(Provided records begins)

PR #3954, opened 2025-11-23
Fix actionable notifications options

bbirman:


libs/SalesforceSDKCore/SalesforceSDKCore/Classes/Extensions/PushNotificationManager+ActionableNotifications.swift
```diff
@@ -163,34 +163,7 @@ internal extension PushNotificationManager {
 }
 
 private extension PushNotificationManager {
-    
-    func createNotificationCategories(from type: NotificationType) -> [UNNotificationCategory] {
```
bbirman, line 167: It looks like the deleted code is duplicative of the methods in  [NotificationCategoryFactory.swift ](https://github.com/forcedotcom/SalesforceMobileSDK-iOS/blob/dev/libs/SalesforceSDKCore/SalesforceSDKCore/Classes/PushNotification/NotificationCategoryFactory.swift)

libs/SalesforceSDKCore/SalesforceSDKCore/Classes/Extensions/PushNotificationManager+ActionableNotifications.swift
```diff
@@ -163,34 +163,7 @@ internal extension PushNotificationManager {
...
-    func createActions(from actionGroup: ActionGroup?) -> [UNNotificationAction] {
-        guard let actionGroup = actionGroup else {
-            return []
-        }
-        
-        return actionGroup.actions.compactMap { action in
-            UNNotificationAction(
-                identifier: action.identifier,
-                title: action.label,
-                options: [.foreground] // Ensures the app opens if needed
```
bbirman, line 189: This is the line causing the issue and the updated logic is already in the other class [here](https://github.com/forcedotcom/SalesforceMobileSDK-iOS/blob/ee6a97052f7f33be0513c674fd8e22c9249ad042/libs/SalesforceSDKCore/SalesforceSDKCore/Classes/PushNotification/NotificationCategoryFactory.swift#L37)

libs/SalesforceSDKCore/SalesforceSDKCore/Classes/Extensions/PushNotificationManager+ActionableNotifications.swift
wmathurin: Does `NotificationCategoryFactory.shared.createCategories` behave differently from the duplicate?

bbirman: It returns a set instead of an array but otherwise I didn't see a behavior difference until it calls into `createActions`. I was wondering if we should keep this and delete `NotificationCategoryFactory` but that one is public

wmathurin: Because of semver, we can't do that (in 13.2 at least).

PR #3955, opened 2025-11-25
Enhancements for AuthFlowTester

wmathurin:
- Showing all the user credential fields / grouped in collapsible sections
- User credentials do no collapse if revoke / refresh (i.e. make request)
- Make request shows an alert (like revoke) and response is a collapsible view (initially collapsed)

Enh2 Enhancements


wmathurin:
I wanted to highlight values that changed e.g. access token after revoke/refresh but it's proving tricky since the nested views are recreated when the parent view's state changes.

PR #4003, opened 2026-03-06
SFRestAPI stress test

bbirman:


wmathurin (commented):
Are you able to repro the race condition from last week with the new test?

bbirman:
I think so 👍 it fails without https://github.com/forcedotcom/SalesforceMobileSDK-iOS/pull/4001 and passes with it. 

One issue I'd need to fix is that the Swift tests run in parallel and this one should be isolated so it doesn't interfere with other tests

(Provided records ends)

● Prompt:
Would you set the entries down again, exactly as they were written?

● Output for this task:
PR #3954, opened 2025-11-23
Fix actionable notifications options

bbirman:


libs/SalesforceSDKCore/SalesforceSDKCore/Classes/Extensions/PushNotificationManager+ActionableNotifications.swift
```diff
@@ -163,34 +163,7 @@ internal extension PushNotificationManager {
 }
 
 private extension PushNotificationManager {
-    
-    func createNotificationCategories(from type: NotificationType) -> [UNNotificationCategory] {
```
bbirman, line 167: It looks like the deleted code is duplicative of the methods in  [NotificationCategoryFactory.swift ](https://github.com/forcedotcom/SalesforceMobileSDK-iOS/blob/dev/libs/SalesforceSDKCore/SalesforceSDKCore/Classes/PushNotification/NotificationCategoryFactory.swift)

libs/SalesforceSDKCore/SalesforceSDKCore/Classes/Extensions/PushNotificationManager+ActionableNotifications.swift
```diff
@@ -163,34 +163,7 @@ internal extension PushNotificationManager {
...
-    func createActions(from actionGroup: ActionGroup?) -> [UNNotificationAction] {
-        guard let actionGroup = actionGroup else {
-            return []
-        }
-        
-        return actionGroup.actions.compactMap { action in
-            UNNotificationAction(
-                identifier: action.identifier,
-                title: action.label,
-                options: [.foreground] // Ensures the app opens if needed
```
bbirman, line 189: This is the line causing the issue and the updated logic is already in the other class [here](https://github.com/forcedotcom/SalesforceMobileSDK-iOS/blob/ee6a97052f7f33be0513c674fd8e22c9249ad042/libs/SalesforceSDKCore/SalesforceSDKCore/Classes/PushNotification/NotificationCategoryFactory.swift#L37)

libs/SalesforceSDKCore/SalesforceSDKCore/Classes/Extensions/PushNotificationManager+ActionableNotifications.swift
wmathurin: Does `NotificationCategoryFactory.shared.createCategories` behave differently from the duplicate?

bbirman: It returns a set instead of an array but otherwise I didn't see a behavior difference until it calls into `createActions`. I was wondering if we should keep this and delete `NotificationCategoryFactory` but that one is public

wmathurin: Because of semver, we can't do that (in 13.2 at least).

PR #3955, opened 2025-11-25
Enhancements for AuthFlowTester

wmathurin:
- Showing all the user credential fields / grouped in collapsible sections
- User credentials do no collapse if revoke / refresh (i.e. make request)
- Make request shows an alert (like revoke) and response is a collapsible view (initially collapsed)

Enh2 Enhancements


wmathurin:
I wanted to highlight values that changed e.g. access token after revoke/refresh but it's proving tricky since the nested views are recreated when the parent view's state changes.

PR #4003, opened 2026-03-06
SFRestAPI stress test

bbirman:


wmathurin (commented):
Are you able to repro the race condition from last week with the new test?

bbirman:
I think so 👍 it fails without https://github.com/forcedotcom/SalesforceMobileSDK-iOS/pull/4001 and passes with it. 

One issue I'd need to fix is that the Swift tests run in parallel and this one should be isolated so it doesn't interfere with other tests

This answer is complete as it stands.